I have been at Oxfam for about 8 or 9 years and agree with the Private Eye cartoon - when I started first all the communication we had from Head Office in Oxford was about a new well-digging project, or famine response, or how they'd partnered with an organisation somewhere in Asia/Africa to provide jobs and income to women. Campaigning was about raising awareness, drawing attention to that fact that whatever % of girls aren't in school, or infant mortality. The organisation has completely changed in the last 5 years probably, the Haiti thing (which happened in 2010 but came out about 2018) meant that a lot of people in senior positions at Head Office either stepped down or were sidelined. New start. But then all this nonsense started about inclusion and pronouns, the shop is filled with Pride merchandise (which nobody buys) - it just really misses the mark.
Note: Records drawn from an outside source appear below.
PR #365, opened 2019-03-22
Create circl_pdns.py

threathive:
Simple PDNS plugin using Circl.lu pdns api. Requires api access to use.

### DIFF
--- a/plugins/analytics/public/circl_pdns.py
+++ b/plugins/analytics/public/circl_pdns.py
@@ -67,8 +67,8 @@ class CirclPDNSApiQuery(OneShotAnalytics, CirclPDNSApi):
                         new,
                         source='DNSDB Passive DNS',
                         description='{} record'.format(record['rrtype']),
-                        first_seen= datetime.fromtimestamp(record['time_first']),
-                        last_seen= datetime.fromtimestamp(record['time_last'])
+                        first_seen=datetime.fromtimestamp(record['time_first']),
+                        last_seen=datetime.fromtimestamp(record['time_last'])
                 ))
 
         elif isinstance(observable, Hostname):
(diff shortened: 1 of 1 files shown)


plugins/analytics/public/circl_pdns.py
```diff
@@ -0,0 +1,90 @@
...
+    @staticmethod
+    def fetch(observable, settings):
+	auth = (
+            settings["circl_username"],
+            settings["circl_password"]
+        )
+        API_URL = "https://www.circl.lu/pdns/query/"
+        headers = {'accept': 'application/json'}
+        results = []
+	r = requests.get(API_URL + observable.value, auth=auth , headers=headers, proxies=yeti_config.proxy)
```
p-l-: You have a tab indentation mixed with the spaces elsewhere.

threathive:
Sorry for all the indent / space / tab hell here.. copy paste issues between console and web ide.. hopefully it looks better now.

plugins/analytics/public/circl_pdns.py
```diff
@@ -0,0 +1,95 @@
...
+            settings["circl_password"]
+        )
+        API_URL = "https://www.circl.lu/pdns/query/"
+        headers = {'accept': 'application/json'}
+        results = []
+        r = requests.get(API_URL + observable.value, auth=auth,
+                         headers=headers, proxies=yeti_config.proxy)
+        if r.ok:
+            for l in r.text.split('\n'):
+                if len(l) == 0:
```
tomchop:
```suggestion
                if not len:
```

plugins/analytics/public/circl_pdns.py
```diff
@@ -0,0 +1,95 @@
...
+                    return results
+                else:
```
tomchop: No need for `else` clause here since you're returning in the other case

plugins/analytics/public/circl_pdns.py
```diff
@@ -0,0 +1,95 @@
...
+        result['raw'] = json_string
+
+        if isinstance(observable, Ip):
+            for record in json_result:
+                new = Observable.add_text(record['rrname'])
+                new.add_source('analytics')
+                links.update(
+                    observable.link_to(
+                        new,
+                        source='DNSDB Passive DNS',
```
tomchop: Don't you mean Circl Passive DNS? :) (same comment for the second case)

PR #366, opened 2019-03-22
Create circl_passive_ssl.py

threathive:
Passive SSL plugin using Circl.lu api. I would create theses into certificate objects , but the api works on sha1 hashes and not actual data except in the case of the fetch certificate def. In any case to turn the output into a cert object would be a bit more work so for now this will just save the cert details in text nodes and in the raw data.

### DIFF
--- a/plugins/analytics/public/circl_passive_ssl.py
+++ b/plugins/analytics/public/circl_passive_ssl.py
@@ -129,13 +129,16 @@ class CirclPassiveSSLSearchSha1(OneShotAnalytics, CirclPassiveSSLApi):
             json_result = CirclPassiveSSLApi.search_cert_sha1(observable, results.settings)
             result = {}
             result['source'] = 'circl_passive_ssl_query'
+            
             if json_result:
-  	            results.update(raw= json.dumps( { "hits" : str(json_result.get("hits", "0")) }) )
+                results.update( raw = json.dumps( { 'hits' : json_result.get('hits', '0') } ) )
+                
                 for ip in json_result.get("seen", []):
                     o_ip = Ip.get_or_create(value=ip)
                     links.update(observable.active_link_to(
                         o_ip, 'cert_linked_to_ip', 'circl_passive_ssl_query'))
             observable.add_context(result)
+            
         return list(links)
 
 
@@ -155,11 +158,13 @@ class CirclPassiveSSLFetchCertFile(OneShotAnalytics, CirclPassiveSSLApi):
             json_result = CirclPassiveSSLApi.fetch_cert(observable, results.settings)
             json_string = json.dumps(
                 json_result.get("info", {}), sort_keys=True, indent=4, separators=(',', ': '))
+
             results.update(raw=json_string)
             result = {}
             result['source'] = 'circl_passive_ssl_query'
             result['raw'] = json_string
             observable.add_context(result)
+            
         return list(links)
 
 
--- a/plugins/analytics/public/circl_passive_ssl.py
+++ b/plugins/analytics/public/circl_passive_ssl.py
@@ -1,23 +1,27 @@
 import json
 import logging
 import requests
-from datetime import datetime
-from core.analytics import OneShotAnalytics
-from core.observables import Observable, Ip, Hash, Text
-from core.config.config import yeti_config
 
+from OpenSSL.crypto import load_certificate, FILETYPE_PEM
+
+from core.analytics import OneShotAnalytics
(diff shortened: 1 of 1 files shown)


p-l-:
FWIW a `CertificateSubject` observable type exists and can be used to store both a certificate's subject and the issuer's subject. If you can fetch the Sha-256 hash, you could even use `Certificate`, with a tiny patch:
```diff
--- a/core/observables/certificate.py
+++ b/core/observables/certificate.py
@@ -35,6 +35,10 @@ its hash_sha256 value.
         """
         if hash_sha256 is None:
             hash_sha256 = hashlib.sha256(data).hexdigest()
+        if data is None:
+            return cls.get_or_create(
+                value="CERT:{}".format(hash_sha256),
+            )
         body = AttachedFile.from_content(
             BytesIO(data),
             "cert.der",
```

threathive:
Interesting.. I was looking over some of that yesterday and it didn't seem like I could make this work. I will take another shot at it thanks !

threathive:
depends on https://github.com/yeti-platform/yeti/pull/367

tomchop:
Now that #367 has been merged, please rebase to see if Travis is happy again :)

plugins/analytics/public/circl_passive_ssl.py
```diff
@@ -0,0 +1,132 @@
...
+                                cert_sha1, results.settings)
+                            if cert_result:
+                                _info = cert_result.get('info', {})
+                                x509 = load_certificate(
+                                    FILETYPE_PEM, cert_result.get('pem'))
+                                hash_sha256 = ''.join(x509.digest(
+                                    'sha256').decode().lower().split(':'))
+
+                                cert_ob = Certificate.from_data(
+                                    data=None, hash_sha256=hash_sha256)
```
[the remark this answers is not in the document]
threathive: Did a update to the pr which includes this now.

plugins/analytics/public/circl_passive_ssl.py
```diff
@@ -0,0 +1,132 @@
...
+                    for cert_sha1 in ip_details.get('certificates', []):
+                        try:
+                            cert_result = CirclPassiveSSLApi.fetch_cert(
+                                cert_sha1, results.settings)
+                            if cert_result:
+                                _info = cert_result.get('info', {})
+                                x509 = load_certificate(
+                                    FILETYPE_PEM, cert_result.get('pem'))
+
+                                DER = dump_certificate(FILETYPE_ASN1, x509)
```
p-l-: It is a good practice to use lowercase strings for variable names 
```suggestion
                                der = dump_certificate(FILETYPE_ASN1, x509)
```

plugins/analytics/public/circl_passive_ssl.py
```diff
@@ -0,0 +1,132 @@
...
+
+                                cert_ob = Certificate.from_data(
+                                    data=DER)
```
p-l-:
```suggestion
                                    data=der)
```

plugins/analytics/public/circl_passive_ssl.py
```diff
@@ -0,0 +1,132 @@
...
+
+                                subject = CertificateSubject.get_or_create(
+                                    value=_info.get('subject', ''))
+
+                                issuer = CertificateSubject.get_or_create(
+                                    value=_info.get('issuer', ''))
+
+                                links.update(observable.active_link_to(
+                                    cert_ob,
+                                    'cert_details',
```
p-l-: I'd suggest the use of the same names that are already used in IVRE plugin:
```suggestion
                                    'ssl-cert',
```

plugins/analytics/public/circl_passive_ssl.py
```diff
@@ -0,0 +1,132 @@
...
+                                    'circl_passive_ssl_query'))
+
+                                links.update(cert_ob.active_link_to(
+                                    subject,
+                                    'subject',
```
p-l-:
```suggestion
                                    'cert-subject',
```

plugins/analytics/public/circl_passive_ssl.py
```diff
@@ -0,0 +1,132 @@
...
+                                    'circl_passive_ssl_query'))
+
+                                links.update(cert_ob.active_link_to(
+                                    issuer,
+                                    'issuer',
```
p-l-:
```suggestion
                                    'cert-issuer',
```

tomchop:
Thanks a lot @p-l- for taking a look at this!

PR #367, opened 2019-03-22
Update requirements.txt

threathive:
Adding requirement for parsing and extracting data from SSL Certificates


threathive:
This is needed for https://github.com/yeti-platform/yeti/pull/366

I have said it before on threads like this but the "type" of people who work (salaried) at Head Office and the "type" of people who volunteer are completely different. What really needs to happen is that the people who want to be in the political campaigning and lobbying go off and set up their own wee pressure group. An extinction rebellion, just stop oil sort of thing. Fill their boots with their gender woo before they destroy Oxfam completely.
Communication in Oxfam is APPALLING, they send out bulletins to stores which are rarely read, nobody in Oxford actually gets off their arse to visit stores in Plymouth, or Inverness, or York or anywhere else. They just sit in their little woke bubble in Cowley, thinking that everyone else in the organisation is JUST LIKE THEM. They also seem to forget that without volunteers, they wouldn't have a job.
I used to work in the head office of another (now defunct) retailer and their rule was that everyone in Head Office had to spend at least two full days a year working in a shop somewhere in the UK. People moaned but it was such a good idea.
It's so sad that the charity which has been going since the 1940s has been destroyed like this in such a short time. I will miss my former colleagues very much but onwards and upwards.